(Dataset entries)
>>>>
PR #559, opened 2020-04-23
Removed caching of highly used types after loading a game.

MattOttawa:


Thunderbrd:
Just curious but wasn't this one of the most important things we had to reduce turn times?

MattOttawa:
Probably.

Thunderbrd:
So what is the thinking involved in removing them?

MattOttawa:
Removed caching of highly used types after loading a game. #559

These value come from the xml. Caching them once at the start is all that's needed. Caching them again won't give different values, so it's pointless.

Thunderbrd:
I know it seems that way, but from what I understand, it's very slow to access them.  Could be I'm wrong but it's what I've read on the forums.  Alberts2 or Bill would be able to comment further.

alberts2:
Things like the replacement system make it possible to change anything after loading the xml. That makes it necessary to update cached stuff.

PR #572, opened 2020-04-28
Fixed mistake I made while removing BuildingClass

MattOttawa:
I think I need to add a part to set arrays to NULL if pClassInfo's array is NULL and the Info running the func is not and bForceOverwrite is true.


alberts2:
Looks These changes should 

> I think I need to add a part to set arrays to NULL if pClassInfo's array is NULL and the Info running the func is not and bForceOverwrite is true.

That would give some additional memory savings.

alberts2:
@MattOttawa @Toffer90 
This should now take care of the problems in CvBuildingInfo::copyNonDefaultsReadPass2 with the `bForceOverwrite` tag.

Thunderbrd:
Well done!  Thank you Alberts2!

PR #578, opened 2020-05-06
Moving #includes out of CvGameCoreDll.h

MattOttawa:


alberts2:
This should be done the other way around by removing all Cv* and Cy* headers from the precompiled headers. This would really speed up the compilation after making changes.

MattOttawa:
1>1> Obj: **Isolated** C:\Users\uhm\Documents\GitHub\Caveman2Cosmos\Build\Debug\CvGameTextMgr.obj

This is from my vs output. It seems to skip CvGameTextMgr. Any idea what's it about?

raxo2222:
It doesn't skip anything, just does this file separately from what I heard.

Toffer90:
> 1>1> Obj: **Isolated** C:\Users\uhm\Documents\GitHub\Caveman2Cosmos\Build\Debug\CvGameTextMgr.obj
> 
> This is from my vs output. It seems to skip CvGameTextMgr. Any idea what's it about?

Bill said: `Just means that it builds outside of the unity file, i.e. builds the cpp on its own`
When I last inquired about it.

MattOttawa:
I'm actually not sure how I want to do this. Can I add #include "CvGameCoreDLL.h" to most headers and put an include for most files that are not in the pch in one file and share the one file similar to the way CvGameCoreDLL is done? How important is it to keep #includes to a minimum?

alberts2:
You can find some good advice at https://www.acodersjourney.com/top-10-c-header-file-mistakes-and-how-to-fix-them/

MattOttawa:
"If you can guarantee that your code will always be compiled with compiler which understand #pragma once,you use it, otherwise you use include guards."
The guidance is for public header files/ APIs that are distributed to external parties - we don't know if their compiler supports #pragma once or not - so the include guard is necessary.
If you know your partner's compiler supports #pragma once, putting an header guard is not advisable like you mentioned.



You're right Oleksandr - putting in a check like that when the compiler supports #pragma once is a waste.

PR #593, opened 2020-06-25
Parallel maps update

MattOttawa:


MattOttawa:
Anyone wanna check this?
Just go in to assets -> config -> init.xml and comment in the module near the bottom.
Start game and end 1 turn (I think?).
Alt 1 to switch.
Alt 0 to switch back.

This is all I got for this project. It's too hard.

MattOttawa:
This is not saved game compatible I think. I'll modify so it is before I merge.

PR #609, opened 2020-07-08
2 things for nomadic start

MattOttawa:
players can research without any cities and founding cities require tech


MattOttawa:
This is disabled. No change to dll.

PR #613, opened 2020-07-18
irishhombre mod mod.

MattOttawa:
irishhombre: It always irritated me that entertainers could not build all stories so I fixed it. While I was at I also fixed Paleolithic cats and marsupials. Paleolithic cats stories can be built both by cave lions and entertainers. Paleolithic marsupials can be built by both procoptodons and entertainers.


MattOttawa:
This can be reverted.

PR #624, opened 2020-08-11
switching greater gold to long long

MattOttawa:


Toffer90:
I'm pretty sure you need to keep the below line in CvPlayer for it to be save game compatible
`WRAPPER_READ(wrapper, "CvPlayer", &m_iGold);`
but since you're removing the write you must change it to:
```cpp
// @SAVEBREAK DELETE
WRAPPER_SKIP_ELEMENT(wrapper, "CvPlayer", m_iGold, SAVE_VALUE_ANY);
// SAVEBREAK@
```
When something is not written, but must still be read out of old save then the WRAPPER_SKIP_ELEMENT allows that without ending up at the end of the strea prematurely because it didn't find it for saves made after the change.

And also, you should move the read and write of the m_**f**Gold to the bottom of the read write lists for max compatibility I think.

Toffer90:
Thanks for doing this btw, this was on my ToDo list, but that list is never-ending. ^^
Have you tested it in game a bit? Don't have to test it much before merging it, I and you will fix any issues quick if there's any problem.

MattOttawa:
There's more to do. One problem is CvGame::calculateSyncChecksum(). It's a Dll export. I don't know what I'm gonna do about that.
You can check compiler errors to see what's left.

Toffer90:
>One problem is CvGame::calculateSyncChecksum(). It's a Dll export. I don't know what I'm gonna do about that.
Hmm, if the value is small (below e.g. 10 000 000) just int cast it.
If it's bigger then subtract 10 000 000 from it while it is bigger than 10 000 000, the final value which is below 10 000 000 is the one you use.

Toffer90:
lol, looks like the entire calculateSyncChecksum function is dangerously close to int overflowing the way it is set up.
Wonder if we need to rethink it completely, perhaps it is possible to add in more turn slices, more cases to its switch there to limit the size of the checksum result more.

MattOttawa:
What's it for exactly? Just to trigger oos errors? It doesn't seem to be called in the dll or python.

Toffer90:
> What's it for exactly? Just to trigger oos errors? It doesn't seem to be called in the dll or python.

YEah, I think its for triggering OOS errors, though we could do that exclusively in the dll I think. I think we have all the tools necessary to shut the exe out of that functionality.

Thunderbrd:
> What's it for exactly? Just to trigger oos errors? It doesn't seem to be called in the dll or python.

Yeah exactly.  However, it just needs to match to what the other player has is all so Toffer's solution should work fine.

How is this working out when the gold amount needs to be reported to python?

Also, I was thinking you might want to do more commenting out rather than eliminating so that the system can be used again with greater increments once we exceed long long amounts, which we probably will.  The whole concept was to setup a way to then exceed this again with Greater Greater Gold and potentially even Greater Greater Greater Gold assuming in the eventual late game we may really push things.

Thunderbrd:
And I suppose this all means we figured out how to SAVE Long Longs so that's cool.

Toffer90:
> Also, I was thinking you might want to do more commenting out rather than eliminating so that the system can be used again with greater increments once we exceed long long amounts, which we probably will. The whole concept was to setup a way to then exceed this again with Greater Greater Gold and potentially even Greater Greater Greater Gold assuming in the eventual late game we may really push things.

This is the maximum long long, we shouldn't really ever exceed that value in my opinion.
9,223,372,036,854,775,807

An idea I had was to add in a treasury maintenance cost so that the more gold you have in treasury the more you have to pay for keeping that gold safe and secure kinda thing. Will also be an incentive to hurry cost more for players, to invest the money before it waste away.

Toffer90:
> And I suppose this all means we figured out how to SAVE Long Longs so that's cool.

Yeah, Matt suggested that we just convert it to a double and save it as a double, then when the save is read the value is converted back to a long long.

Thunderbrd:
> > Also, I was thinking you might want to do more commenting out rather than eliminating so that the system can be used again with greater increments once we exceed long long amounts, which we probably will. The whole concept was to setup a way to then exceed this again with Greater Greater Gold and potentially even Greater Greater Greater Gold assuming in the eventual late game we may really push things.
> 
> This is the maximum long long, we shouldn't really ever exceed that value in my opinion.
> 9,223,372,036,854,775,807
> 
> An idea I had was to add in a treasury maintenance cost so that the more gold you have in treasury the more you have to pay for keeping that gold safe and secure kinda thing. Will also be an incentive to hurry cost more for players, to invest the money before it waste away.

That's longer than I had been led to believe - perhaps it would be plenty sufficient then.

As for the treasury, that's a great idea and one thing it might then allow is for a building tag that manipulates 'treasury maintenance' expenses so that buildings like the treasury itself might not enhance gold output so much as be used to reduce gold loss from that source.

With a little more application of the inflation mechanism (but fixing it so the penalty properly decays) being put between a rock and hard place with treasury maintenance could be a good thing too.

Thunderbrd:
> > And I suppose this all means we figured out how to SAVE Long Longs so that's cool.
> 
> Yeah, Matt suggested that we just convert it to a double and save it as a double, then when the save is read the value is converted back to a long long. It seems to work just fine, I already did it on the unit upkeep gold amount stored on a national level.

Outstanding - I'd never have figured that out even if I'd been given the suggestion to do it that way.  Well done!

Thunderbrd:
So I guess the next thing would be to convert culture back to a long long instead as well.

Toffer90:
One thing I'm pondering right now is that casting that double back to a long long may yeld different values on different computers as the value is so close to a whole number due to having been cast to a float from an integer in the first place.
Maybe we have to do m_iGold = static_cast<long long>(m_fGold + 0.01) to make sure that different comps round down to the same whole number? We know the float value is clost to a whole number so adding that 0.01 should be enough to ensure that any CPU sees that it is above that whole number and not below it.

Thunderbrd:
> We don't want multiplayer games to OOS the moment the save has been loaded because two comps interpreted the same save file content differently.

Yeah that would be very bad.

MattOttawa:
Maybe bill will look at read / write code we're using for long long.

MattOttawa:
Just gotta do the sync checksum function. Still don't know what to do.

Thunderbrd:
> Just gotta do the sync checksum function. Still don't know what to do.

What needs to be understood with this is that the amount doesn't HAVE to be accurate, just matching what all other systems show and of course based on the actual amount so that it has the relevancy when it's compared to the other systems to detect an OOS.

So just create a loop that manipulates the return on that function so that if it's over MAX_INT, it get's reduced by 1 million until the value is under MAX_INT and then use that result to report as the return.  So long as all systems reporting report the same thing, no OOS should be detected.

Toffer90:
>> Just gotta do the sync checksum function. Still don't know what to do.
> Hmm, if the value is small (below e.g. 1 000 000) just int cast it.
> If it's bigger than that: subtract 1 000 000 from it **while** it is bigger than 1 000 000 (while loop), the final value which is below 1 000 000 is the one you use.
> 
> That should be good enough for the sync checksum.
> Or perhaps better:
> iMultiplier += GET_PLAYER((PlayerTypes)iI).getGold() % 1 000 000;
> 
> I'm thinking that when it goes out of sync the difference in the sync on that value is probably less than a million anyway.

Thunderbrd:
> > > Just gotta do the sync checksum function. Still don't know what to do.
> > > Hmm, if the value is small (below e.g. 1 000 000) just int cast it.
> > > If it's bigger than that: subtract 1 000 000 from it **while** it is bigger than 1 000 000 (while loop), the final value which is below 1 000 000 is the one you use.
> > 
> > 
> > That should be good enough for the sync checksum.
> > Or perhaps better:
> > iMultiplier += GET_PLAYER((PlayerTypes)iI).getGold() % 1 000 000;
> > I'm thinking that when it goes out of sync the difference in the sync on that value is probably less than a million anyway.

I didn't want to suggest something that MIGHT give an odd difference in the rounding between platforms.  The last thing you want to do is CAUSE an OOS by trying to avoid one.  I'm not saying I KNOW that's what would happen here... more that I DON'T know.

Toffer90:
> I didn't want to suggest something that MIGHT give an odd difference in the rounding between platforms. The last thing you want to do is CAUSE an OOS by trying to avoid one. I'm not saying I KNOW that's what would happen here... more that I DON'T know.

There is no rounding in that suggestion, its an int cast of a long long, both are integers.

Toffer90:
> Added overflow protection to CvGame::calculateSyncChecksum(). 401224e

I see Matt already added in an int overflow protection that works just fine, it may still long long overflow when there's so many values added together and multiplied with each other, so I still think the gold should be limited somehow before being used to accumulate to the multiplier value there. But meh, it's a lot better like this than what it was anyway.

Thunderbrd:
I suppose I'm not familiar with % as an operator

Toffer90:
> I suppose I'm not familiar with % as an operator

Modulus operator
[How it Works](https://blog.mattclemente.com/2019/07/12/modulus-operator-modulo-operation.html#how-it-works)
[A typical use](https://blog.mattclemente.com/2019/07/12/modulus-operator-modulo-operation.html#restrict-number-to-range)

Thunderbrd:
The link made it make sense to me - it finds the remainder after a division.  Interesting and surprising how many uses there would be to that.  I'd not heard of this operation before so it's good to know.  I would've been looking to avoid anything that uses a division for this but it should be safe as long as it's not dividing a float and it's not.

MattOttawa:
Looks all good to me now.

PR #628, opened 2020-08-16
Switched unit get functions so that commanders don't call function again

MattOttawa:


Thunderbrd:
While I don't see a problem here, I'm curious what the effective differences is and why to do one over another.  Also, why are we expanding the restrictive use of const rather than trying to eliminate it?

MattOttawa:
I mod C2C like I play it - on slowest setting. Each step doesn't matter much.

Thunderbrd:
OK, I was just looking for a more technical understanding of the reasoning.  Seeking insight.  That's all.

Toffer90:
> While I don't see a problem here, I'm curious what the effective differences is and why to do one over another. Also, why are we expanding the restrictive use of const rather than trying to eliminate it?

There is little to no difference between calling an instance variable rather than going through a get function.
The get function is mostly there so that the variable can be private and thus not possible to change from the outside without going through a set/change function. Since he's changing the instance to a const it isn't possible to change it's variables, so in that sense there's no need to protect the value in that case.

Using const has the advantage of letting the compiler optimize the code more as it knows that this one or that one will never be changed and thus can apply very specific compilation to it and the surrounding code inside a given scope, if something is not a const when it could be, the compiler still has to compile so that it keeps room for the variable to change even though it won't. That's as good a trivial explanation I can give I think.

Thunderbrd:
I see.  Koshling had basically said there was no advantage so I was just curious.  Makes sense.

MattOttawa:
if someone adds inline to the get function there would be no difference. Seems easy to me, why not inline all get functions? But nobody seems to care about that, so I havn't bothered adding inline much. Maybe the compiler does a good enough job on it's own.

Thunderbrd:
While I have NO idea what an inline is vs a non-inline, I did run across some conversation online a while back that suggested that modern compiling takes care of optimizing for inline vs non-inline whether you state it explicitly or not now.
<<<<
WHAT TO DO:
The expected answer is every line in the data above that carries the string "expanding".

REPLY TO THE EXERCISE:
While I don't see a problem here, I'm curious what the effective differences is and why to do one over another.  Also, why are we expanding the restrictive use of const rather than trying to eliminate it?
> While I don't see a problem here, I'm curious what the effective differences is and why to do one over another. Also, why are we expanding the restrictive use of const rather than trying to eliminate it?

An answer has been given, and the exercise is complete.